Your assignment. Of the lines below, copy those that hold the word "tried".

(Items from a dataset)

Issue #2726, opened 2015-10-22
Local reference table overflow while adding markers in bulk


tobrun:
Documented at original ticket #2552 
Stacktrace is located [here](http://pastebin.com/BYH9TgQP)

After resolving JNI issue:
 - add a Spinner to add 100, 1000 or 10000 markers (cfr. iOS)
 - add a progress indicator for AsyncTask

ljbade:
@tobrun You need to call `DeleteLocalRef` on any objects that are created in a loop in the JNI.

JNI only deletes "local refs" (ie Objects) at the exit of a JNI method, so if you generate a lot of objects before you return, you can overflow the local ref table.

ljbade:
In this case from the log, it is `Sprite` and `LatLng` objects.

ljbade:
Deleting `jid` fixed the overflow.

1,000 markers works:
![device-2015-10-23-154345](https://cloud.githubusercontent.com/assets/1215089/10684767/f3a39148-799c-11e5-8735-53dfe04898fc.png)

10,000 markers freezes after it gets this far:
![device-2015-10-23-154345](https://cloud.githubusercontent.com/assets/1215089/10684771/0485ffa0-799d-11e5-8149-f977e18aa279.png)

ljbade:
Making a PR now.

Still leaves:
 - add a Spinner to add 100, 1000 or 10000 markers (cfr. iOS)
 - add a progress indicator for AsyncTask 
 - fix freeze with 10,000 markers

ljbade:
@tobrun Can we also add an option to switch between `addMarker()` one at a time, and `addMarkers()` to stress test both ways.

ljbade:
Been investigating the 10,000 stall.

I can repro with just 2,000 markers.

Loading the GeoJSON into `MarkerOption` list takes 1.3 seconds.
Adding the markers to the map with `addMarkers` takes 0.3 seconds.

This happens in a async task so doesn't freeze the Android UI.

What happens next is that the Core GL threads process the markers, and stalls `renderSync`, which in turn freezes the map.

@kkaefer Is this a known problem in CoreGL?

If we could solve the 30fps issue in Android then we could punt `renderSync` onto a separate Java thread and not freeze the rest of the app's UI while the map does it's thing. However this presents user location dot sync issues that I have not figure out yet.

ljbade:
@kkaefer by the way it only uses 1/8th of the CPU cores

[...]

PR #2745, opened 2015-10-23
[android] Fix JNI local ref overflow

ljbade:
Change test to 1000 markers
For #2726


ljbade:
Travis iOS hanging. Merging.

Issue #2022, opened 2015-08-10
Using source code (GYP integration)


xrayed:
I have tried to use Mapbox GL source, so I followed steps and used GYP,
but here are some problems when I ran following:

gyp ios/app/mapboxgl-app.gypi --depth=. -f xcode --generator-output=./build.xcodefiles/

1) gyp: name 'host' is not defined while evaluating condition 'host == "ios"' in ios/app/mapboxgl-app.gypi
 - it seems that this is an naming error, this file might have 'OS == "ios" instead of 'host == "ios"

2) When I tried with ['OS == "ios"] another error appeared:
gyp: Undefined variable platform_lib in ios/app/mapboxgl-app.gypi

I'm new to GYP, maybe I did something wrong

1ec5:
You shouldn't need to use gyp directly for developing Mapbox GL. To create the iOS Xcode workspace, run `make iproj`. See the readme for more details.

PR #2746, opened 2015-10-23
Replace bundled styles with mapbox: style URLs

### LINKED ISSUE #2239: unbundle default Mapbox styles from SDKs
Load these via the Mapbox Styles API instead. Bundling doesn't win us anything, because network access is still needed for sources, sprite, fonts, and tiles. Unbundling allows us to remove the styles submodule from this repository (and not replace it with an npm dependency).

ljbade:
Fixes #2239


1ec5:
We also need to deprecate or remove the bundledStyleURLs property from MGLMapView, since that property always returns an empty array. We can deprecate it with a compile-time message instructing developers to look at some webpage for a list of always-available styles, but we need to have that webpage ready.

ljbade:
@1ec5 can we make it return a list of `mapbox://` URLs?

1ec5:
That’s not a bad idea. We’d just base it off default_styles.cpp, which would enable us to nix the parallel list we’ve compiled in MBXViewController. We’d still need to rename the method, though: the styles aren’t “bundled”, just universally available, regardless of access token.

ljbade:
@1ec5 I was thinking more from source compatibility perspective but next release is breaking anyway right?

1ec5:
You’re right, we should mark `-bundledStyleURLs` as deprecated with a message to migrate to whatever we call it. `-universalStyleURLs`?

ljbade:
`-mapboxStyleURLs`?

1ec5:
I’ve completed the iOS side of this change. There’s a new class MGLStyle that – for now – does nothing but vend style URLs in a manner similar to UIColor. It would make for a great entry point an iOS runtime styling API as part of #837. Unlike Style.java on the Android side, MGLStyle gets its values directly from a refactored default_styles.hpp and uses static assertions to stay in sync. So that takes care of #1462. Objective-C++, oh happy day!

The upshot for other platforms is that there are now individual constants for each “default style” (that is, a style that’s available regardless of access token). There’s still a constant C array of them in case you need to iterate over them.

@jfirebaugh, does my C++ look reasonable? @incanus, can you forgive my macro shenanigans?

include/mbgl/util/default_styles.hpp
```diff
@@ -0,0 +1,32 @@
...
+
+#include <vector>
+#include <string>
+
+namespace mbgl {
+namespace util {
+namespace default_styles {
+
+struct DefaultStyle {
+    const char *url;
```
jfirebaugh: Our style for C++ is to space `*` and `&` with the rest of the type, so `const char* url`.

jfirebaugh:
LGTM other than the one nit.

include/mbgl/util/default_styles.hpp
1ec5: Old habits die hard: e13535eda83116ced526c6785e9596e25bdfaac2.

ljbade:
Excellent, when your happy @1ec5 I think we can squash, get Travis green, final set of eyes, then merge.

1ec5:
Running into #2022.

ljbade:
@1ec5 is that the right ticket number?

1ec5:
Yes, that was precisely what I and Travis were both hitting, but now it’s green again. Go figure.

1ec5:
I’ve come back around to the idea of deprecating and eventually removing `-bundledStyleURLs` from the iOS SDK (rather than just renaming it). I don’t see a real use case for host applications to iterate over these style URLs without any names that would be suitable for display in a UI. With the introduction of `-[MGLStyle streetsStyleURL]` et al., developers no longer need to rely on `-bundledStyleURLs` to [discover available styles](https://www.mapbox.com/ios-sdk/examples/custom-style/).

PR #2759, opened 2015-10-23
[android] Use hardware layer for compass fade

ljbade:
Set minimum API level to 14 (don't know why it 15)
Set test app version to 2.2.0


mb12:
@ljbade The following code will crash on all devices below jelly bean if withLayer method is not available. 

'''
if (android.os.Build.VERSION.SDK_INT >= Build.VERSION_CODES.JELLY_BEAN) {
                                    mFadeAnimator.withLayer();
                                }
'''

ljbade:
@mb12 That is what the `if` statement checks for. It wont run the function below jelly bean

mb12:
It will still fail in ClassLoader. The best option would be to write a helloworld testcase with just these 3 lines and test on below jellybean emulator. There was a similar crash <a href="https://github.com/mapbox/mapbox-gl-native/blob/master/android/java/MapboxGLAndroidSDK/src/main/java/com/mapbox/mapboxsdk/views/MapView.java#L613">here</a> as well. To resolve it, I believe the minsdkversion was bumped up.

ljbade:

Solution to the exercise.
I have tried to use Mapbox GL source, so I followed steps and used GYP,
2) When I tried with ['OS == "ios"] another error appeared:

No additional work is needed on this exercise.